AmpOptimWrapper¶

class mmengine.optim.AmpOptimWrapper(loss_scale='dynamic', dtype=None, use_fsdp=False, **kwargs)[source]¶

A subclass of OptimWrapper that supports automatic mixed precision training based on torch.cuda.amp.

AmpOptimWrapper provides a unified interface with OptimWrapper, so AmpOptimWrapper can be used in the same way as OptimWrapper.

Warning

AmpOptimWrapper requires PyTorch >= 1.6.

Parameters:

loss_scale (float or str or dict) –
The initial configuration of torch.cuda.amp.GradScaler. See more specific arguments introduction at PyTorch AMP # noqa: E501 Defaults to dynamic.
- ”dynamic”: Initialize GradScale without any arguments.
- float: Initialize GradScaler with init_scale.
- dict: Initialize GradScaler with more detail configuration.
dtype (str or torch.dtype, optional) – The data type to autocast in amp. If a str is given, it will be converted to torch.dtype. Valid str format are ‘float16’, ‘bfloat16’, ‘float32’ and ‘float64’. If set to None, the default data type will be used. Defaults to None. New in version 0.6.1.
use_fsdp (bool) – Using ShardedGradScaler when it is True. It should be enabled when using FullyShardedDataParallel. Defaults to False. New in version 0.8.0.
**kwargs – Keyword arguments passed to OptimWrapper.

Warning

dtype argument is only available with PyTorch version >= 1.10.0. If you use PyTorch of an older version, it will be ignored.

Note

If you use IterBasedRunner and enable gradient accumulation, the original max_iters should be multiplied by accumulative_counts.

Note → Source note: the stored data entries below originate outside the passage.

PR #3521, opened 2025-01-14
Task/improve evm tracer performance

vitaliy-io:
Fix N^2 behavior of block tracers

### DIFF
--- a/packages/evm/jsonrpc/evmchain.go
+++ b/packages/evm/jsonrpc/evmchain.go
@@ -699,7 +699,7 @@ func (e *EVMChain) traceTransaction(
 		BlockNumber: new(big.Int).SetUint64(blockNumber),
 		TxIndex:     int(txIndex),
 		TxHash:      tx.Hash(),
-	}, config.TracerConfig, false)
+	}, config.TracerConfig, false, nil)
 	if err != nil {
 		return nil, err
 	}
@@ -736,17 +736,21 @@ func (e *EVMChain) debugTraceBlock(config *tracers.TraceConfig, block *types.Blo
 
 	blockNumber := uint64(iscBlock.BlockIndex())
 
+	blockTxs := block.Transactions()
+	fakeTxs := make([]*types.Transaction, 0, len(blockTxs))
+	for _, tx := range blockTxs {
+		if e.isFakeTransaction(tx) {
+			fakeTxs = append(fakeTxs, tx)
+		}
+	}
+
 	tracer, err := newTracer(tracerType, &tracers.Context{
 		BlockHash:   block.Hash(),
 		BlockNumber: new(big.Int).SetUint64(blockNumber),
-	}, config.TracerConfig, true)
+	}, config.TracerConfig, true, types.Transactions(fakeTxs))
 	if err != nil {
 		return nil, err
 	}
-
-	// if e.isFakeTransaction(tx) {
-	// 	return tracer.TraceFakeTx(tx)
-	// }
 
 	err = e.backend.EVMTrace(
 		iscBlock.PreviousAliasOutput,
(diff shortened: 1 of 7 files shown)


packages/evm/jsonrpc/tracer_call.go
```diff
@@ -119,12 +120,15 @@ type TxTraceResult struct {
 }
 
 type callTracer struct {
-	callstack []CallFrame
-	config    callTracerConfig
-	gasLimit  uint64
-	depth     int
-	interrupt atomic.Bool // Atomic flag to signal execution interruption
-	reason    error       // Textual reason for the interruption
+	txToStack  map[common.Hash][]CallFrame
```
dessaya, line 123: Isn't it possible to avoid changing this struct and also `prestateTracer`?
I'm asking because these files are almost a 1 to 1 copy of the code in go-ethereum, and so they are very easy to update whenever there are changes upstream. These changes will make it more difficult to keep the code updated.

Also, I see that there is some duplicated logic in the call and prestate tracers, surrounding the `map[common.Hash]`, `currentTxHash`, `traceBlock` and  `fakeTxs`, so maybe there is a different solution? How does go-ethereum solve this problem?

vitaliy-io: Geth does not have N^2 problem because their VM layer is different, the bottom line is that geth's VM allows transactions to be executed individually (meaning that each tx has it's own tracer) but reusing the same state (thus allowing txs to see the changes made by previous txs in the same block). Basically they loop through the block transactions and for each one they run VM with tracing. 
Out VM however accepts a list of transactions to run and only then it gets the state to base on. I'm sure that we could change our VM to work like geth, but for me it's hard to understand how difficult that would be (maybe it's easy).
That's why I decided to alter the tracers itself. But I agree that it would make it difficult to copy fixes from geth

dessaya: Ok, I see. Anyway, do you think it's possible to fix or at least decrease the amount of duplicated code?

Maybe moving that logic to our own `Tracer` struct:

```
type Tracer struct {
    txTracers  map[common.Hash]*tracers.Tracer
    currentTx  common.Hash
	traceBlock bool
	fakeTxs    []*types.Transaction
}
```

packages/evm/jsonrpc/evmchain.go
```diff
@@ -729,32 +717,42 @@ func (e *EVMChain) debugTraceBlock(config *tracers.TraceConfig, block *types.Blo
...
-		if err == nil {
-			results = append(results, TxTraceResult{
-				TxHash: tx.Hash(),
-				Result: result,
-			})
+	blockTxs := block.Transactions()
+	fakeTxs := make([]*types.Transaction, 0, len(blockTxs))
+	for _, tx := range blockTxs {
+		if evmutil.IsFakeTransaction(tx) {
+			fakeTxs = append(fakeTxs, tx)
```
dessaya: So `fakeTxs` contains the list of fake txs in the block. But it doesn't record their tx index. I don't remember, is it possible that a block contains regular and fake txs interleaved? Shouldn't the trace ouput respect the transaction indices?

```
block:
  tx #0: regular tx
  tx #1: fake tx
  tx #2: regular tx
  tx #3: fake tx
```

packages/evm/jsonrpc/tracer_call.go
vitaliy-io: will try to fix that

packages/evm/jsonrpc/evmchain.go
vitaliy-io: I think it's possible for a block to contain both, why not. I could not test it via solo though 
I thought the order was irrelevant because it's a map, but probably you are right, chatGpt says that order should be respected.
Will fix that

packages/evm/jsonrpc/tracer_call.go
vitaliy-io: Refactored GetResult method of tracers and extracted similar logic
Could not reuse `Tracer struct ` for common fields because they would not be accessible from tracers, not sure how exactly you proposed to extract them

packages/evm/jsonrpc/evmchain.go
vitaliy-io: fixed

dessaya (approved):

dessaya:
Pls apply this change in isc-private once it's merged :pray:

backward(loss, **kwargs)[source]¶

Perform gradient back propagation with loss_scaler.

Parameters:

loss (torch.Tensor) – The loss of current iteration.
kwargs – Keyword arguments passed to torch.Tensor.backward()

load_state_dict(state_dict)[source]¶

Load and parse the state dictionary of optimizer and loss_scaler.

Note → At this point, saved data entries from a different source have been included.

PR #3522, opened 2025-01-15
Fix wasp-cli request sending

lmoe:
# Description of change

Updates the CLI to ignore timelocked outputs only when sending (requests)

### DIFF
--- a/clients/chainclient/chainclient.go
+++ b/clients/chainclient/chainclient.go
@@ -5,6 +5,7 @@ import (
 	"math"
 
 	iotago "github.com/iotaledger/iota.go/v3"
+
 	"github.com/iotaledger/wasp/clients/apiclient"
 	"github.com/iotaledger/wasp/clients/apiextensions"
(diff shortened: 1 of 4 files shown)


clients/chainclient/chainclient.go
```diff
@@ -47,6 +48,7 @@ type PostRequestParams struct {
 	Allowance                *isc.Assets
 	gasBudget                uint64
 	AutoAdjustStorageDeposit bool
+	OnlyUnlockedOutputs      bool
```
dessaya, line 51: Honestly if you are sending a request it doesn't make much sense to use locked outputs anyway... is the flag really needed?

dessaya (approved):

clients/chainclient/chainclient.go
lmoe: Yes because its needed by PostRequest functions. The OutputMap function is so interwoven that we need a flag before that. Its also used to pull balances and other information, where timelocked objects might be relevant.

PR #3523, opened 2025-01-21
refactor(evm): simplify tracer code

dessaya:


packages/vm/core/evm/evmimpl/impl.go
```diff
@@ -510,9 +511,33 @@ func AddDummyTxWithTransferEvents(
 	}
 	receipt.Bloom = types.CreateBloom(types.Receipts{receipt})
 
-	if !reuseCurrentTxContext {
+	callTracerHooks := func() {
```
vitaliy-io, line 514: are you sure that all cases covered by lagacy IsFakeTransaction() method will be covered by this code in AddDummyTxWithTransferEvents().
In other words do all fake transactions go through AddDummyTxWithTransferEvents function?

packages/vm/core/evm/evmimpl/internal.go
```diff
@@ -36,18 +36,7 @@ func getTracer(ctx isc.Sandbox) *tracing.Hooks {
...
-		return tracer.Tracer.Hooks
-	}
-
-	// if tx index is set, we're tracing a specific transaction
-	if tracer.TxIndex != nil && *tracer.TxIndex == uint64(ctx.RequestIndex()) {
-		return tracer.Tracer.Hooks
-	}
-
-	return nil
+	return tracer.Hooks
```
vitaliy-io, line 39: So we are going to execute tracing for all transactions in a block even if we only need to trace a single transaction
Is it ok performance-wise?

packages/vm/core/evm/evmimpl/impl.go
dessaya: Yes, I'm fairly sure. I searched for all usages of BlockchainDB.AddTransaction and this was the only one.

Also I think that if I missed some case, the tests would not be passing.

packages/vm/core/evm/evmimpl/internal.go
dessaya: Yes, exactly. It simplifies a lot of code, and since most blocks have only a few transactions I think it should be ok. The only performance problem we had was with that block with hundreds of txs, and they were tracing the whole block anyway.

vitaliy-io (approved):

If state_dict contains “loss_scaler.”, the loss_scaler will load the corresponding keys. Otherwise, only the optimizer will load the state dictionary.

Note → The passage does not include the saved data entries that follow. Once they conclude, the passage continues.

Issue #6901, opened 2019-02-14
[iOS] SearchBar hint color cannot be set before hint is set


MartoYankov:
**Environment**
 - CLI: 5.2.0
 - Cross-platform modules: 5.2.0
 - iOS Runtime: 5.2.0

**Describe the bug**
If you set a `SearchBar` `textFieldHintColor` before setting a `hint`, the color will not be assigned. This is very important for CSS styling. You usually want to set the color in CSS and the hint in the code behind and the CSS is always applied first.

**To Reproduce**
1. Have a `SearchBar`.
2. Set `textFieldHintColor` first
3. Set `hint` after this

**Expected behavior**
The color should be applied to the hint.

**Sample project**
https://play.nativescript.org/?template=play-tsc&id=20b7Dg

MartoYankov:
fixed by https://github.com/NativeScript/NativeScript/pull/6902

PR #6902, opened 2019-02-14
fix(ios): searcbar hint color before hint property

MartoYankov:
fixes https://github.com/NativeScript/NativeScript/issues/6901

### DIFF
--- a/tns-core-modules/ui/search-bar/search-bar.ios.ts
+++ b/tns-core-modules/ui/search-bar/search-bar.ios.ts
@@ -71,7 +71,6 @@ export class SearchBar extends SearchBarBase {
     nativeViewProtected: UISearchBar;
     private _delegate;
     private __textField: UITextField;
-    private __placeholderLabel: UILabel;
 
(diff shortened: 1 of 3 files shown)


MartoYankov:
package_version#latest

MartoYankov:
test package_version#latest

tns-core-modules/ui/search-bar/search-bar.ios.ts
```diff
@@ -210,18 +198,30 @@ export class SearchBar extends SearchBarBase {
     }
 
     [textFieldHintColorProperty.getDefault](): UIColor {
-        const placeholderLabel = this._placeholderLabel;
```
manoldonev: Theoretically this might qualify as a breaking change but as the old API did not behave consistently in all scenarios I guess we can let this pass.

MartoYankov: Also, this is now more consistent with TextField placeholderColor default value.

Parameters:: state_dict (dict) – The state dict of optimizer and loss_scaler

optim_context(model)[source]¶

Enables the context for mixed precision training, and enables the context for disabling gradient synchronization during gradient accumulation context.

Parameters:: model (nn.Module) – The training model.

state_dict()[source]¶

Get the state dictionary of optimizer and loss_scaler.

Based on the state dictionary of the optimizer, the returned state dictionary will add a key named “loss_scaler”.

Returns:: The merged state dict of loss_scaler and optimizer.
Return type:: dict

step(**kwargs)[source]¶

Update parameters with loss_scaler.

Parameters:: kwargs – Keyword arguments passed to torch.optim.Optimizer.step().